Multibody Grouping from Motion Images | 数据学习(DataLearner)

摘要

We want to deduce, from a sequence of noisy two-dimensional images of a scene of several rigid bodies moving independently in three dimensions, the number of bodies and the grouping of given feature points in the images to the bodies. Prior processing is assumed to have identified features or points common to all frames and the images are assumed to be created by orthographic projection (i.e., perspective effects are minimal). We describe a computationally inexpensive algorithm that can determine which points or features belong to which rigid body using the fact that, with exact observations in orthographic projection, points on a single body lie in a three or less dimensional linear manifold of frame space.

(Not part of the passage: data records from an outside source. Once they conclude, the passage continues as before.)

PR #1004, opened 2024-12-25
feat(www): optional hybrid PQC key exchange for TLS connections

nils-wisiol:
Enables key agreement for TLS connections of www using hybrid PQC schemes (ECDHE + ML-KEM). Does not remove support for pure classical schemes (ECDHE only). Does not remove support for non-elliptic-curve DHE-RSA key agreement.

Hybrid PQC schemes using ML-KEM are supported from Chrome 131 onward; Firefox from 132 onward.

### DIFF
--- a/www/Dockerfile
+++ b/www/Dockerfile
@@ -1,3 +1,20 @@
+FROM alpine AS oqs-provider
+
+RUN apk add --no-cache cmake git g++ make ninja openssl openssl-dev
+
+ARG LIBOQS_VERSION="0.12.0"
+ARG OQSPROVIDER_VERSION="0.8.0"
+
+RUN if [ -z ${LIBOQS_VERSION} ]; then exit 1; fi;
+RUN if [ -z ${OQSPROVIDER_VERSION} ]; then exit 2; fi;
+
+RUN git clone --depth 1 --branch ${LIBOQS_VERSION} https://github.com/open-quantum-safe/liboqs.git
+RUN git clone --depth 1 --branch ${OQSPROVIDER_VERSION} https://github.com/open-quantum-safe/oqs-provider.git
+
+ARG liboqs_DIR=/.local
+RUN cd liboqs && cmake -GNinja -DCMAKE_INSTALL_PREFIX=$liboqs_DIR -S . -B _build && cd _build && ninja && ninja install
+RUN cd oqs-provider && cmake -S . -B _build && cmake --build _build && cmake --install _build
+
 FROM node:lts AS webapp
 RUN \
   apt-get update \
@@ -28,6 +45,19 @@ FROM nginx:mainline-alpine
 
 # Add dependencies for our scripts
 RUN apk add --no-cache bash openssl inotify-tools
+
+# configure openssl to use OQS provider
+COPY --from=oqs-provider /oqs-provider/_build/lib/oqsprovider.so /usr/local/lib/
+RUN cat <<EOF  >> /etc/ssl/openssl.cnf
+[provider_sect]
+default = default_sect
+oqsprovider = oqsprovider_sect
+[default_sect]
+activate = 1
+[oqsprovider_sect]
+activate = 1
+module = /usr/local/lib/oqsprovider.so
+EOF
 
 # nginx configuration and entrypoint
 COPY conf /etc/nginx
--- a/www/conf/conf.d/ssl.conf
+++ b/www/conf/conf.d/ssl.conf
@@ -1,6 +1,11 @@
-# According to https://ssl-config.mozilla.org/#server=nginx&version=1.16.1&config=intermediate&openssl=1.1.1c&guideline=5.4 and added PQC hybrids support
+# generated 2025-02-04, Mozilla Guideline v5.4, nginx 1.27.3, OpenSSL 3.3.2, intermediate config
+# https://ssl-config.mozilla.org/#server=nginx&version=1.27.3&config=intermediate&openssl=3.3.2&guideline=5.4 and added PQC hybrids support
 ssl_protocols TLSv1.2 TLSv1.3;
 ssl_ciphers ECDHE-ECDSA-AES128-GCM-SHA256:ECDHE-RSA-AES128-GCM-SHA256:ECDHE-ECDSA-AES256-GCM-SHA384:ECDHE-RSA-AES256-GCM-SHA384:ECDHE-ECDSA-CHACHA20-POLY1305:ECDHE-RSA-CHACHA20-POLY1305:DHE-RSA-AES128-GCM-SHA256:DHE-RSA-AES256-GCM-SHA384;
 ssl_prefer_server_ciphers off;
 ssl_dhparam /etc/nginx/dhparam.pem;
-ssl_ecdh_curve X25519MLKEM768:x25519_kyber768:p384_kyber768:x25519:secp384r1:x448:secp256r1:secp521r1;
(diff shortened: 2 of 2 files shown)


nils-wisiol:
Note that the Dockerfile hardcodes liboqs and oqs-provider versions which will fall through the cracks of our usual maintenance/upgrade checks. Not sure how to improve on that.

www/Dockerfile
```diff
@@ -1,3 +1,14 @@
+FROM alpine AS oqs-provider
+
+RUN apk add --no-cache cmake git g++ make ninja openssl openssl-dev
+
+RUN git clone --depth 1 --branch 0.12.0 https://github.com/open-quantum-safe/liboqs.git
+RUN git clone --depth 1 --branch 0.8.0 https://github.com/open-quantum-safe/oqs-provider.git
```
Martyrshot, line 6: To avoid hard coding these, I would use a [build arg](https://docs.docker.com/build/building/variables/). Then you can do something like:

```suggestion
ARG LIBOQS_VERSION=""
ARG OQSPROVIDER_VERSION=""

RUN if [ -z ${LIBOQS_VERSION} ]; exit 1; fi;
RUN if [ -z ${OQSPROVIDER_VERSION} ]; exit 2; fi;

RUN git clone --depth 1 --branch ${LIBOQS_VERSION} https://github.com/open-quantum-safe/liboqs.git
RUN git clone --depth 1 --branch ${OQSPROVIDER_VERSION} https://github.com/open-quantum-safe/oqs-provider.git
```

Then as part of the build step, or if you are using docker compose you can define it in the yaml file, you can define the version you want. The above should cause a build error if the versions aren't defined.

www/conf/conf.d/ssl.conf.var
```diff
@@ -1,8 +1,9 @@
-# According to https://ssl-config.mozilla.org/#server=nginx&version=1.16.1&config=intermediate&openssl=1.1.1c&guideline=5.4
+# According to https://ssl-config.mozilla.org/#server=nginx&version=1.16.1&config=intermediate&openssl=1.1.1c&guideline=5.4 and added PQC hybrids support
```
Martyrshot, line 1: I know this is just a comment pointing to a reference, but it should probably be updated to OpenSSL 3.2 at some point.

www/Dockerfile
```diff
@@ -29,6 +40,24 @@ FROM nginx:mainline-alpine
 # Add dependencies for our scripts
 RUN apk add --no-cache bash openssl inotify-tools
 
+# mountable content for web app (remove default stuff in there)
+RUN rm /usr/share/nginx/html/*
+COPY html/503.html /usr/share/nginx/html
+COPY --from=webapp /usr/src/app/dist /usr/share/nginx/html
```
peterthomassen, line 46: At least the last thing should run last, because it changes most frequently; no need to redo the OpenSSL config when updating webapp contents

www/Dockerfile
```diff
@@ -29,6 +40,24 @@ FROM nginx:mainline-alpine
...
+
+# configure openssl to use OQS provider
+COPY --from=oqs-provider /oqs-provider/_build/lib/oqsprovider.so /
+RUN cat <<EOF  >> /etc/ssl/openssl.cnf
```
peterthomassen, line 50: This is an append operation. Do we know what's in the file before this?

www/conf/conf.d/ssl.conf.var
peterthomassen: Good point!

www/Dockerfile
nils-wisiol: This is better, but still won't be caught by dependabot.

www/Dockerfile
nils-wisiol: Redoing openssl config takes <1s, while updateing the webapp takes minutes; hence this order is best for runtime (but not for number of computed layers).

www/Dockerfile
nils-wisiol: openssl's config as shipped by Debian.

nils-wisiol:
This is ready for an iteration of reviews. The fixup commit is to be squashed into the first commit before merging.

www/conf/conf.d/ssl.conf.var
peterthomassen: Comparing to the recommendations applicable to our current setting (https://ssl-config.mozilla.org/#server=nginx&version=1.27.3&config=intermediate&openssl=3.3.2&ocsp=false&guideline=5.4), it looks like our `ssl_ecdh_curve` is lacking `prime256v1`. Is that intentional?

(Also let's update the link in the comment.)

www/Dockerfile
peterthomassen: How do we keep this up to date? (Is there a way to get notified upon new releases, perhaps through GitHub?)

www/Dockerfile
```diff
@@ -1,9 +1,13 @@
 FROM alpine AS oqs-provider
 
-RUN apk add --no-cache cmake git g++ make ninja openssl openssl-dev
```
peterthomassen: This doesn't look right (`docker run --rm alpine cmake` says `cmake` isn't found)

www/Dockerfile
```diff
@@ -1,9 +1,13 @@
...
+ARG LIBOQS_VERSION="0.12.0"
+ARG OQSPROVIDER_VERSION="0.8.0"
 
-RUN git clone --depth 1 --branch 0.12.0 https://github.com/open-quantum-safe/liboqs.git
-RUN git clone --depth 1 --branch 0.8.0 https://github.com/open-quantum-safe/oqs-provider.git
+RUN test -z ${LIBOQS_VERSION} && exit 1
```
peterthomassen, line 6: CI fails with
```
#105 ERROR: process "/bin/sh -c test -z ${LIBOQS_VERSION} && exit 1" did not complete successfully: exit code: 1
```

peterthomassen (changes requested):

www/Dockerfile
nils-wisiol: I could not find a way to automate this. I've set a reminder to do it manually every couple of weeks.

www/conf/conf.d/ssl.conf.var
nils-wisiol: Left out `prime256v1` by mistake. The comment is already updated.

www/Dockerfile
nils-wisiol: `docker run --rm alpine apk add cmake` shows successful installation for me

peterthomassen: yes, but you're removing this line!

www/Dockerfile
nils-wisiol: @peterthomassen is right - the commands in fact do not compile the webapp. I've undone this change via a fixup commit.

www/Dockerfile
nils-wisiol: You're right! I got confused by Github's green check mark.

nils-wisiol:
Rebased and squashed. Ready for new review.

www/Dockerfile
```diff
@@ -29,6 +46,19 @@ FROM nginx:mainline-alpine
 # Add dependencies for our scripts
 RUN apk add --no-cache bash openssl inotify-tools
 
+# configure openssl to use OQS provider
+COPY --from=oqs-provider /oqs-provider/_build/lib/oqsprovider.so /
```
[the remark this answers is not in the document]
nils-wisiol: Fixed. The Github tests didn't ran, but I confirmed locally that the www image builds and is functional with this change.

PR #1014, opened 2025-01-25
resurrect dedyn.io registrations

peterthomassen:


peterthomassen:
After this is deployed, the plan is to send out messages like the following (with bullet points included as appropriate):

```
Dear deSEC user,

We have noticed that you have modified the NS records of your dedyn.io domain(s) in a way that is technically not meaningful. The modifications are not compatible with the automatic DNSSEC services that we provide, in line with our mission to improve Internet security.

You might have changed these records with the intention to delegate your domain(s) to a different DNS operator. However, domains under dedyn.io cannot be moved to a different operator. This is because each domain is tied to deSEC's cryptographic keys, which means that DNS responses from another operator are invalid, leading to DNS resolution failures.

To remediate the situation, we will implement the following changes:

- Starting immediately, it is no longer possible to modify NS records for
  domains under dedyn.io.

- The main NS records of the following domains have been replaced completely,
  and they don't contain any deSEC nameservers anymore. As a result, they are
  dysfunctional:

    * <masked>.dedyn.io:
        igor.ns.cloudflare.com.
        kinsley.ns.cloudflare.com.

    * <masked>.dedyn.io:
        henrik.ns.cloudflare.com.
        kia.ns.cloudflare.com.

    * <masked>.dedyn.io:
        bethany.ns.cloudflare.com.
        sullivan.ns.cloudflare.com.

  The above domain(s) will be deleted during the week of February 10, 2025.
  If your account does not contain any other domains at this time, we will
  delete your account as well.

- The NS records of the following domains have been modified such that they
  contain some deSEC nameserver(s), but also some other nameserver(s):

    * <masked>.dedyn.io:
        ns1.desec.io.
        ns1.desec.org.  (unofficial)

  During the week of February 10, 2025, we will replace these NS records with
  our standard NS records (ns1.desec.io and ns2.desec.org).

Thank you for your understanding! If you have any questions, please let us know.

You are welcome to use deSEC in the future. However, please note that deSEC does not support third-party DNS operators for domains under dedyn.io; we will make no exceptions. To use another operator, please register a domain name elsewhere.
```

api/desecapi/tests/base.py
```diff
@@ -1338,8 +1344,9 @@ def _test_rr_sets(cls, subname=None, type_=None, records=None, ttl=None):
     def setUp(self):
         super().setUp()
         # TODO this test does not cover "dyn" / auto delegation domains
-        self.my_empty_domain = self.create_domain(suffix="", owner=self.owner)
-        self.my_rr_set_domain = self.create_domain(suffix="", owner=self.owner)
+        domain_kwargs = {"suffix": self.AUTO_DELEGATION_DOMAINS if self.DYN else None}
+        self.my_empty_domain = self.create_domain(owner=self.owner, **domain_kwargs)
+        self.my_rr_set_domain = self.create_domain(owner=self.owner, **domain_kwargs)
```
nils-wisiol, line 1349: 1. Remove TODO in line above
2. Use `suffix=self.AUTO_DELEGATION_DOMAINS if self.DYN else None` instead of creating a kwargs object with a single entry

api/desecapi/tests/test_rrsets.py
```diff
@@ -1636,3 +1638,131 @@ def test_create_my_rr_sets_ip_block(self):
...
+    def test_delete_ns_rrset_nonapex(self):
+        data = dict(self.ns_data, subname="sub", records=[])
+        for method in (self.client.patch_rr_set, self.client.put_rr_set):
+            self.create_rr_set(
+                self.my_domain, settings.DEFAULT_NS, subname="sub", type="NS", ttl=3600
+            )
+            with self.assertRequests(
+                self.requests_desec_rr_sets_update(name=self.my_domain.name)
+            ):
+                response = method(self.my_domain.name, "sub", "NS", data)
```
nils-wisiol, line 1728: subname arg seems redundant - once as argument to `method` and once in `data`.

api/desecapi/tests/test_rrsets.py
```diff
@@ -1625,6 +1625,8 @@ def assertRequests(*, allowed):
 class AuthenticatedRRSetLPSTestCase(AuthenticatedRRSetBaseTestCase):
     DYN = True
```
nils-wisiol, line 1657: do we have tests for `DYN = False`?

api/desecapi/serializers/records.py
```diff
@@ -508,14 +508,28 @@ def _validate_blocked_content(self, attrs, type_):
...
+        if (
+            type_ == "NS"
+            and self.domain.is_locally_registrable
+            and (
+                attrs.get("records", True)
+                or not attrs.get("subname", self.instance.subname)
+            )
+        ):
+            raise serializers.ValidationError(
+                {"type": ["Cannot modify NS records for this domain."]}
```
nils-wisiol, line 537: Be more specific? I.e., deletion is allowed under circumstances?

api/desecapi/views/records.py
```diff
@@ -99,6 +99,10 @@ def update(self, request, *args, **kwargs):
         return response
 
     def perform_destroy(self, instance):
+        # Disallow modification of apex NS RRset for locally registrable domains
+        if instance.type == "NS" and self.domain.is_locally_registrable:
+            if instance.subname == "":
+                raise ValidationError("Cannot modify NS records for this domain.")
```
nils-wisiol, line 105: This validation is in the view layer, whereas other validations in this PR are in the serializer layer. For better maintenance, related validations should be located in the same layer.

api/desecapi/tests/test_rrsets.py
```diff
@@ -1636,3 +1638,131 @@ def test_create_my_rr_sets_ip_block(self):
         )
         self.assertStatus(response, status.HTTP_400_BAD_REQUEST)
         self.assertIn("IP address 3.2.2.5 not allowed.", str(response.data))
+
+    def test_create_ns_rrset(self):
```
nils-wisiol, line 1673: I've used delegation of dedyn subdomains myself and found it pretty useful for testing purposes, e.g. for the pqc testbench. Do we have to disallow it?

nils-wisiol (commented):
Some concerns around policy. Nits on code style.

api/desecapi/serializers/records.py
peterthomassen: I'd rather not, as an NS RRset can't be created in the future, so deletion applies to legacy scenarios only. We don't need to inform people who're trying to change the apex NS with info about deleting legacy NS RRsets.

api/desecapi/tests/test_rrsets.py
peterthomassen: yes, that's the default, and the tests are in class `AuthenticatedRRSetTestCase`

api/desecapi/tests/test_rrsets.py
peterthomassen: The load problems last year stemmed from people trying to delegate their domains to Cloudflare, at the apex. It is my suspicion that if we only disallow *that*, we'll again soon have tens of thousands of registrations that then delegate a subdomain to Cloudflare. We're not prepared to handle these numbers, and I'm worried about that / would like to put stability first.

There are currently only very few lower-level delegations under LPS domains, and those continue to work. If it's ever needed, we can (1) do it in the backend (the model allows it, just not the REST endpoint), (2) add a flag that would allow certain accounts, or (3) use a custom domain.

What do you think?

api/desecapi/tests/test_rrsets.py
peterthomassen: No, PUT requires sending the full object

api/desecapi/views/records.py
peterthomassen: Deletion does not go through the serializer in DRF, except on bulk endpoints. That's why it's different (not our decision).

peterthomassen:
I've addressed all comments, except one (pls continue conversation).

Would also be interested in your opinion on https://github.com/desec-io/desec-stack/pull/1014#issuecomment-2617221470 (including "no opinion").

api/desecapi/tests/test_rrsets.py
nils-wisiol: Resuming operation for a few (or even most) users is better than resuming for none - so let's go for it the way it is first.

For the record, another idea could be to somehow (2b) privilege accounts that have at least one delegated domain - but extend that privilege to all domains associated with that account.

nils-wisiol:
For the email you propose - I'm afraid it will take a while to craft the emails and it might generate a bulk of support workload. I was going to propose to silently remove or fix these but Sec. 4 of the Terms mentions there "may be" a removal warning.

If you share my concern, I think fixing without warning is an acceptable way forward. I don't think we need to support dysfunctional (or slow) resolution of certain names. Removing without warning is also a possibility but perhaps a bit of a stretch of the terms (which could be clarified in this regard).

If you do not share the concern (or think the benefits outweigh), my only comment on the text is that I believe most users that are affected aren't well-trained in DNS things. To ease their understanding, I'd suggest to simplify the language and shorten it.

nils-wisiol (approved):

peterthomassen:
> For the email you propose - I'm afraid it will take a while to craft the emails

I already have a script for that, which works off a database query CSV output.

> and it might generate a bulk of support workload.

I'm prepared to take that :)

> If you share my concern, I think fixing without warning is an acceptable way forward.

Ack

> Removing without warning is also a possibility but perhaps a bit of a stretch of the terms (which could be clarified in this regard).

I'd rather not do apply that retroactively.

> If you do not share the concern (or think the benefits outweigh), my only comment on the text is that I believe most users that are affected aren't well-trained in DNS things. To ease their understanding, I'd suggest to simplify the language and shorten it.

I'll try, but if I don't have good ideas I'll leave (nearly) as is. I'll add a link to the forum so people can gather there and don' have to repeat their questions.

PR #1016, opened 2025-01-29
 chore(webapp): update vite & sass

Rotzbua:


peterthomassen (approved):
Thanks!

I wonder why dependabot hasn't caught this. The bot recently left a [note](https://github.com/desec-io/desec-stack/pull/1010#issuecomment-2613751311) that it doesn't support our npm version; however, we're [using `node:lts`](https://github.com/desec-io/desec-stack/blob/191c6ac984d26cef95d28d96fa5a150d9e7690be/www/Dockerfile#L1), so I was suprised by that note. Do you think this is related, or do you have any other thoughts?

peterthomassen:
Mh. It seems like dependabot's [support for npm version 6 was discontinued](https://github.blog/changelog/2024-12-19-dependabot-updates-ceases-supporting-npm-version-6-closing-down-private-preview/) on January 20.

If there are enough observations and independent motions, these manifolds can be viewed as a set linearly independent, four or less dimensional subspaces. We show that the row echelon canonical form provides direct information on the grouping of points to these subspaces. Treatment of the noise is the most difficult part of the problem. This paper uses a statistical approach to estimate the grouping of points to subspaces in the presence of noise by computing which partition has the maximum likelihood. The input data is assumed to be contaminated with independent Gaussian noise. The algorithm can base its estimates on a user-supplied standard deviation of the noise, or it can estimate the noise from the data. The algorithm can also be used to estimate the probability of a user-specified partition so that the hypothesis can be combined with others using Bayesian statistics.